Collection entries
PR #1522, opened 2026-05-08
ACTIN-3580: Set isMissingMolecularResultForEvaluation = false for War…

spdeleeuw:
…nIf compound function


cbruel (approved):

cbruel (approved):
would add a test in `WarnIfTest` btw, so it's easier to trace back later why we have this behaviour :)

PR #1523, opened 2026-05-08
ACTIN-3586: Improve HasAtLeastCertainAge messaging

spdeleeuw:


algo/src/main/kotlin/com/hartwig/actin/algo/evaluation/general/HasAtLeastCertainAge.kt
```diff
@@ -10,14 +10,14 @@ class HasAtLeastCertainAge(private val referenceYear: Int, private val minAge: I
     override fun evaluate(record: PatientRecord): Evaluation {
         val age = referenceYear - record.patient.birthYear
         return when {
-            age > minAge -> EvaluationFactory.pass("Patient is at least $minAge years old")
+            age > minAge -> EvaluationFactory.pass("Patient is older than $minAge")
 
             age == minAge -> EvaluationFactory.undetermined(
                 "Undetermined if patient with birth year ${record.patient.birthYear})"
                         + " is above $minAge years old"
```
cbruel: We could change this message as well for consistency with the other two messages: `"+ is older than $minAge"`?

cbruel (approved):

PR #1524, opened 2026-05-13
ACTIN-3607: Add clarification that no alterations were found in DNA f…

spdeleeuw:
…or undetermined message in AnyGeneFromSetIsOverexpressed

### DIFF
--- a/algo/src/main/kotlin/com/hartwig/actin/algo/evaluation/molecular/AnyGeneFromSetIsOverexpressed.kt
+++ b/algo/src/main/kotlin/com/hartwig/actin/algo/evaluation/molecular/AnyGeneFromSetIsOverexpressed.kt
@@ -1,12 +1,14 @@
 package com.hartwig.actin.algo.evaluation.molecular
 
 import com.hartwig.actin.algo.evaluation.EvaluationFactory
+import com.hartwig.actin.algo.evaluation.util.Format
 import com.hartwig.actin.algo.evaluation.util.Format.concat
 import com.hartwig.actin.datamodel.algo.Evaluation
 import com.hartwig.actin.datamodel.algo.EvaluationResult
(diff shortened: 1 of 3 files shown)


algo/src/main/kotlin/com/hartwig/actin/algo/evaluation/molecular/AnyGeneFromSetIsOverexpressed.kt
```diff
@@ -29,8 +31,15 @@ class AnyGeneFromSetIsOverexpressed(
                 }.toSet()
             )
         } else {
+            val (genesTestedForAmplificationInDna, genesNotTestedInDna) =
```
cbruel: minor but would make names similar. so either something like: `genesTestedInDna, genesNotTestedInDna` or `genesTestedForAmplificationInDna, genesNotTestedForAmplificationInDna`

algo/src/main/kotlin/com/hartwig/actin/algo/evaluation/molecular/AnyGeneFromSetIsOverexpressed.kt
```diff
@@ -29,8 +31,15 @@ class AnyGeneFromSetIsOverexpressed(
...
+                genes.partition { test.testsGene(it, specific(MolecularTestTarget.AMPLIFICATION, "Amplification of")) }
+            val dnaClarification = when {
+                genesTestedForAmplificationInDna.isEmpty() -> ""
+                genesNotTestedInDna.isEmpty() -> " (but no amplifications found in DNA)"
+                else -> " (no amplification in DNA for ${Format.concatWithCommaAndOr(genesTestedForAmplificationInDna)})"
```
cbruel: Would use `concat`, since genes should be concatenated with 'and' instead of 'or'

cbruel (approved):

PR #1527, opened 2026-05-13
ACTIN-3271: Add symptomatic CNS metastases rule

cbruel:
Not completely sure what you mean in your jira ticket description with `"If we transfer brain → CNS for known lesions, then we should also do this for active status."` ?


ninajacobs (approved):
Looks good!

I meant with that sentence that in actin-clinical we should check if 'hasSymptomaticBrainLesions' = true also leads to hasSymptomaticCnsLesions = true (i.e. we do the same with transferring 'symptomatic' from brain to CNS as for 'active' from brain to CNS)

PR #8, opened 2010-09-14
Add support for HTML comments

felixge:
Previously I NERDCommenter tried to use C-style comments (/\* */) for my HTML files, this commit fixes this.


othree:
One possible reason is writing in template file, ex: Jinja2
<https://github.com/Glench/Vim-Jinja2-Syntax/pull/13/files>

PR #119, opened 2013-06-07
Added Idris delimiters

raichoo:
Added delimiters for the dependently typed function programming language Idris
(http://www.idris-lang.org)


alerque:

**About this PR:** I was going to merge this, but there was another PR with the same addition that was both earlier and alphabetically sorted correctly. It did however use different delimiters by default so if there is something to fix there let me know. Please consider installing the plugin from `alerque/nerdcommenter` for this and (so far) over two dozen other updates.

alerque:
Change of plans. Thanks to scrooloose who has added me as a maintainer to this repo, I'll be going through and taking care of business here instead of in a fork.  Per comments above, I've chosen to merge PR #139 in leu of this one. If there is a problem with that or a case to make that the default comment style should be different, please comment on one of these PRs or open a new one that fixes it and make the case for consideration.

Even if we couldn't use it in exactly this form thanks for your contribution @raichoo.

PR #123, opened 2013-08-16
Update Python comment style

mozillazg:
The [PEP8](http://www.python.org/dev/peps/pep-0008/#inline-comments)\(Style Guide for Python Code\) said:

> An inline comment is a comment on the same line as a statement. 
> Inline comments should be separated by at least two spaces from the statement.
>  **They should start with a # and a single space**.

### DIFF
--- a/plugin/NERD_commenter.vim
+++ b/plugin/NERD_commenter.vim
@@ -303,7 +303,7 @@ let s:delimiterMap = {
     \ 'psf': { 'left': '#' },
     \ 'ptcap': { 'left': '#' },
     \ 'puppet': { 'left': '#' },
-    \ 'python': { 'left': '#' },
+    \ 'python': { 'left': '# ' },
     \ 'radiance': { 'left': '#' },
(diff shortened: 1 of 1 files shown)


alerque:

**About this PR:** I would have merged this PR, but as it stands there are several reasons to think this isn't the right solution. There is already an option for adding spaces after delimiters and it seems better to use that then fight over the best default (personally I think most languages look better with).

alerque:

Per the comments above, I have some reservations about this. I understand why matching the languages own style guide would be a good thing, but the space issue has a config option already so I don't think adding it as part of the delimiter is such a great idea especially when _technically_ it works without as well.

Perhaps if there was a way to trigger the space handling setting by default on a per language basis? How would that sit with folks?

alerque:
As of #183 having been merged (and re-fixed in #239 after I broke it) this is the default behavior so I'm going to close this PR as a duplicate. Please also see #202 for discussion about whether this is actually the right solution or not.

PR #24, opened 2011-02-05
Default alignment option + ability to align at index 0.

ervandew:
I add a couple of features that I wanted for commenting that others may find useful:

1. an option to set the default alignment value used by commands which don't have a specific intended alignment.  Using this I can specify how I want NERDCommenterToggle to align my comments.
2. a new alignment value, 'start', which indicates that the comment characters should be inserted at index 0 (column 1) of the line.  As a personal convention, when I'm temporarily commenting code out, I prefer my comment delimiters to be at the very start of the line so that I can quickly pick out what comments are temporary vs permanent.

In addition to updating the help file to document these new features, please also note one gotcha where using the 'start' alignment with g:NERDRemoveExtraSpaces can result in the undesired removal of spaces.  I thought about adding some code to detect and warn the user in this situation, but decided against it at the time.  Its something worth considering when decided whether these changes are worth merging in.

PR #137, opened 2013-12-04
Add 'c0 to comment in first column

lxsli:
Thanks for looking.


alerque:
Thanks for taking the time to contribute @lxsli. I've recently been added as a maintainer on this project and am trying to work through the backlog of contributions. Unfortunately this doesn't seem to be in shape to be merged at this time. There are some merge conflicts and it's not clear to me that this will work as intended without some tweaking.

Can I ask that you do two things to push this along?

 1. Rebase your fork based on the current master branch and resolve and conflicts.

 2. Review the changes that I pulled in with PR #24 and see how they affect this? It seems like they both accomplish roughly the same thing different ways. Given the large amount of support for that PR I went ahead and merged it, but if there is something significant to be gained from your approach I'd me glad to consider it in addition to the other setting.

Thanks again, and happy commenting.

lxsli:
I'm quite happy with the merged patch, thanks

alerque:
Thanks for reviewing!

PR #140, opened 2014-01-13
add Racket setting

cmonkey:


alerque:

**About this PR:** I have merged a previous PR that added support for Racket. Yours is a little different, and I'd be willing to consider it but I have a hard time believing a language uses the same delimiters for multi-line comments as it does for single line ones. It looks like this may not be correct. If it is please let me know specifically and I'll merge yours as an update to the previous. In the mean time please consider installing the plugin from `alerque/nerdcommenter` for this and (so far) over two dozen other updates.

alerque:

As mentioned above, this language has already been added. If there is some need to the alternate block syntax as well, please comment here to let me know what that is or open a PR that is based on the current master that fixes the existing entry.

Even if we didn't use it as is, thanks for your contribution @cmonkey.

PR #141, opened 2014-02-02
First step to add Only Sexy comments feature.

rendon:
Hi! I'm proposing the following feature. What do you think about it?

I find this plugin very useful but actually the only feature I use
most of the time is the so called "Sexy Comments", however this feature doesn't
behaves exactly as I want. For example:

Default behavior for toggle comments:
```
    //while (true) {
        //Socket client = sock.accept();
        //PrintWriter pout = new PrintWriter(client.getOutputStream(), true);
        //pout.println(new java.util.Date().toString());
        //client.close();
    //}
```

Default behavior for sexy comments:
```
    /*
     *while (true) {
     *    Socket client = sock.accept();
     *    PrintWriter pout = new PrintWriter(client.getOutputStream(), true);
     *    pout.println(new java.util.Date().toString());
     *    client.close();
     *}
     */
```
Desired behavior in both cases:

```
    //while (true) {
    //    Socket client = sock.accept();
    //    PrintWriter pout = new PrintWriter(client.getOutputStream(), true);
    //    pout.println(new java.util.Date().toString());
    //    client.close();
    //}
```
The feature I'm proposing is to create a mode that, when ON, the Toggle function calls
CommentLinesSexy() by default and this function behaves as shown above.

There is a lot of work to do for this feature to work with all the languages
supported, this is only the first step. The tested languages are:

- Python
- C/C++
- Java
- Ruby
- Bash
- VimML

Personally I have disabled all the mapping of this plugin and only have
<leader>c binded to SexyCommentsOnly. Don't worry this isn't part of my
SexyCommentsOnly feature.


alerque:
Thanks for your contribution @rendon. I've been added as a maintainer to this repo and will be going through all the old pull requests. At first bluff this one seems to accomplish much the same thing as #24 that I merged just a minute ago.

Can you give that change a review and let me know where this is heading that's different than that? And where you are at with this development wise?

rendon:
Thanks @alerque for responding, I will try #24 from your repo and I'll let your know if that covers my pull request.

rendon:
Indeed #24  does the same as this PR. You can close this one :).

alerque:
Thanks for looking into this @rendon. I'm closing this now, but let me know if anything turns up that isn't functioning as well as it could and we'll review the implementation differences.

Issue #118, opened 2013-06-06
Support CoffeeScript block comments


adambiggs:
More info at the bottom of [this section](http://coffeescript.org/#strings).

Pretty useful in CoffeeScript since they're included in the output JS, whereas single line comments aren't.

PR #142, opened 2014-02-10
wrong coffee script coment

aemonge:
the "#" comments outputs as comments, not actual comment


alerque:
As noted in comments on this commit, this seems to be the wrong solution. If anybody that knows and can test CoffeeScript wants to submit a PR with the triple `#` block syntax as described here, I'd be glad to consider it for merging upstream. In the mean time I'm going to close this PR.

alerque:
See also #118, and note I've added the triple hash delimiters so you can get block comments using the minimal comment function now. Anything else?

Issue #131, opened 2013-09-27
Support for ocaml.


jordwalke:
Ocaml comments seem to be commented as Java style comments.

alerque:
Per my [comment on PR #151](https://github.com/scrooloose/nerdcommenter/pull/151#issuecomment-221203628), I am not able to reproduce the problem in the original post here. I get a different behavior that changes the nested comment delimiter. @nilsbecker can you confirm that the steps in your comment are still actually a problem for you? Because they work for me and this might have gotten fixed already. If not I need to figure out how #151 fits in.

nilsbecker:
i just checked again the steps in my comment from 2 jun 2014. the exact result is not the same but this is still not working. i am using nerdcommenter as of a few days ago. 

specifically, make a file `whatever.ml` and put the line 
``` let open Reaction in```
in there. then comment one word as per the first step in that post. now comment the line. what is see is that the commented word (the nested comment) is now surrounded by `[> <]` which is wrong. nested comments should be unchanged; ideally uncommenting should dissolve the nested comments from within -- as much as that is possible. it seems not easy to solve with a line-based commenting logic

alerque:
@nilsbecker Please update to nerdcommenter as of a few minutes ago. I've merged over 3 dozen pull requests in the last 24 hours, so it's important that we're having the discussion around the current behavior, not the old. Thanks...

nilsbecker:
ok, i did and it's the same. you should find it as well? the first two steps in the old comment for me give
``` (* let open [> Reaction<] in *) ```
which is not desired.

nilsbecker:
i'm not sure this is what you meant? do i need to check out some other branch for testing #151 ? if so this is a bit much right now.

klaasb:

■ About this task ■
Copy out, exactly and alone, the lines of the entries above between the ones holding "not actual comment" and "let open Reaction", inclusive.

■ Answer below ■
the "#" comments outputs as comments, not actual comment


alerque:
As noted in comments on this commit, this seems to be the wrong solution. If anybody that knows and can test CoffeeScript wants to submit a PR with the triple `#` block syntax as described here, I'd be glad to consider it for merging upstream. In the mean time I'm going to close this PR.

alerque:
See also #118, and note I've added the triple hash delimiters so you can get block comments using the minimal comment function now. Anything else?

Issue #131, opened 2013-09-27
Support for ocaml.


jordwalke:
Ocaml comments seem to be commented as Java style comments.

alerque:
Per my [comment on PR #151](https://github.com/scrooloose/nerdcommenter/pull/151#issuecomment-221203628), I am not able to reproduce the problem in the original post here. I get a different behavior that changes the nested comment delimiter. @nilsbecker can you confirm that the steps in your comment are still actually a problem for you? Because they work for me and this might have gotten fixed already. If not I need to figure out how #151 fits in.

nilsbecker:
i just checked again the steps in my comment from 2 jun 2014. the exact result is not the same but this is still not working. i am using nerdcommenter as of a few days ago. 

specifically, make a file `whatever.ml` and put the line 
``` let open Reaction in```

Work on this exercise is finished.